YOUR TASK:
If a line in the records below holds the word "studio", copy it.

Collected data

PR #807, opened 2023-02-17
Feat/introduce toml usage

nilsjr:
## Proposed Changes
After checking the build setup I identified some differences in versions of used dependencies.

Example:
```
File, Module, Plugin
build.gradle (maestro-android) -> "com.google.protobuf" version "0.8.18"
build.gradle (maestro-client) -> "com.google.protobuf" version "0.9.1"
```
To fix this issue I want to introduce version catalog (libs.versions.toml) so every dependencies + version is in one place. It is now easier to update & maintain all deps used in this repository.

## Testing
Tested it by running **./gradlew test** , installDist, using cli & maestro studio locally.

## Issues Fixed
see above


maestro-android/build.gradle
```diff
@@ -80,10 +83,6 @@ tasks.register("copyMaestroAndroid", Copy) {
     into layout.buildDirectory.file(maestroAndroidApkDest)
 
     it.doLast {
-        if (JavaVersion.current() != JavaVersion.VERSION_1_8) {
```
nilsjr, line 83: Why was this a requirement?

dmitry-zaitsev: Compiling Android modules with versions of Java higher than 8 is causing bytecode incompatibility issues on certain devices. We should preserve that behavior

.github/workflows/publish-cli.yml
```diff
@@ -12,11 +12,11 @@ jobs:
       - name: Checkout
         uses: actions/checkout@v3
 
-      - name: Install JDK
+      - name: Install JDK 11
```
dmitry-zaitsev, line 15: We would need to stick with Java 8 due to requirements in our Android modules

dmitry-zaitsev:
TOML usage is a neat and welcome change! However, can we stick with Java 8 (or at least address it in a different PR)?

maestro-android/build.gradle
nilsjr: Which devices? Or do you mean a specific android api level?

.github/workflows/publish-cli.yml
nilsjr: Ok I will revert these changes and will do a follow up PR for the java 11 update. It also is required when Android Gradle Plugin is updated to 7.4.0 or higher.
[Android Gradle Plugin](https://developer.android.com/studio/releases/gradle-plugin#compatibility-7-4-0)

nilsjr:
Java 11 branch in fork created. [update-java-11-agp-7.4.1](https://github.com/nilsjr/maestro/tree/feat/update-java-11-agp-7.4.1) depends on toml change so waiting until this is merged.

dmitry-zaitsev (approved):

dmitry-zaitsev:
Thanks @nilsjr ! Everything works 👍

PR #810, opened 2023-02-17
Use in6addr any instead of loopback xctest driver

artem888:
## Proposed Changes
Changing xctest driver server to use in6addr_any instead of in6addr_loopback. This might fix some connection issues, i.e. `java.net.ConnectException: Failed to connect to localhost/[0:0:0:0:0:0:0:1]:22087`


berikv (approved):

amanjeetsingh150:
@artem888 Connect Exceptions are mostly due to HTTP server not being reachable not sure how switching the port can affect this 🤔 Do we have some reports or issues that can validate loopback address is causing the server not reachable?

ANSWER:
Tested it by running **./gradlew test** , installDist, using cli & maestro studio locally.
[Android Gradle Plugin](https://developer.android.com/studio/releases/gradle-plugin#compatibility-7-4-0)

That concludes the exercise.